Aggregated wavelet estimation and its application to ultra-fast fMRI

Abstract

The methodology of aggregation of known nonparametric regression estimators into a single better estimator has received increasing attention in statistical literature. Traditional aggregation means that a linear or convex combination of several estimators is considered. Wavelet regression estimation, due to its multiresolution nature, presents another opportunity for aggregation – using different estimation procedures on different resolution scales. Such an opportunity becomes attractive if known wavelet estimators have desired complementary properties on different frequencies.
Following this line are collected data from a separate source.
PR #1223, opened 2021-04-30
window-list: use GtkNotebook, improve codebase

mbkma:
Similar to #1221 

window-list.ui: use GtkNotebook
Set some callback functions in the ui file.

window-list.c: use g_settings_* functions directly instead of using stored values
use g_settings_bind when possible

For tabs to spaces I can do another PR, when this one is merged.

Screenshot at 2021-05-01 17-35-33
Screenshot at 2021-05-01 17-35-45

PR #1252, opened 2021-09-01
Fix window list

### LINKED ISSUE #1250: Windows list problem: loss of config

mbkma:
I messed up somewhat with commit bcfc5255b55e9b3630ab1447defaa6f4edcfc65c: I did not notice that they used the `::changed` signal on purpose to make the properties dialog work even when changing the settings in dconf-editor for example.

This PR reverts that commit but retains the UI file changes (GtkNotebook) made in https://github.com/mate-desktop/mate-panel/pull/1223 and fixes the thumbnails checkbox (which had no effect before #1223 ).

Please test that all options are remembered after `mate-panel --replace` and that the properties dialog respond to changes made with dconf-editor.

Fixes #1250 (This should probably be in 1.26.1)

### DIFF
--- a/applets/wncklet/window-list.c
+++ b/applets/wncklet/window-list.c
@@ -43,18 +43,26 @@
 #define WINDOW_LIST_PREVIEW_SCHEMA "org.mate.panel.applet.window-list-previews"
 #endif /* HAVE_WINDOW_PREVIEWS */
 
-enum TasklistGroupingType {
+typedef enum {
   TASKLIST_NEVER_GROUP,
   TASKLIST_AUTO_GROUP,
   TASKLIST_ALWAYS_GROUP
-};
+} TasklistGroupingType;
 
 typedef struct {
 	GtkWidget* applet;
 	GtkWidget* tasklist;
 #ifdef HAVE_WINDOW_PREVIEWS
 	GtkWidget* preview;
+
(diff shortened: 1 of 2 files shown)


lukefromdc (approved):
This looks good, and fixes two problems: 

1: the window grouping settings configured by the user are now saved across restarts of mate-panel (as they were always supposed to be)

2: Turning window thumbnails on or off is now applied immediately

raveit65 (approved):
All windows-list settingsare ther after a session restart

raveit65:
@vkareh 
Please can you do a review?
.....before i make another bogus release.

vkareh (approved):
works fine for me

The difficulty of such an aggregation is that the assignment of scales depends on an underlying regression function and regression errors. This paper proposes a data-driven aggregation of two wavelet estimators – SureBlock of Cai and Zhou [(2009), ‘A Data-driven Block Thresholding Approach to Wavelet Estimation’, Annals of Statistics, 37, 569–595] and Universal of Efromovich [(1999a,b), Nonparametric Curve Estimation: Methods, Theory and Applications, New York: Springer; ‘Quasi-linear Wavelet Estimation’, Journal of the American Statistical Association, 94, 189–204] – to achieve a better quality of estimation, better data-compression, and better visualisation of functions with different smoothness characteristics on low and high frequencies. The proposed estimator is motivated by an applied problem of denoising and compression of ultra-fast (UF) functional magnetic resonance imaging (fMRI) – the new magnetic resonance technology that screens the activity of brain voxels every 50 ms with the purpose of understanding human brain activity. The proposed aggregated wavelet estimator is supported by the asymptotic theory, tested via intensive numerical simulations and UF fMRI applications, and it is expected to be useful in similar applications.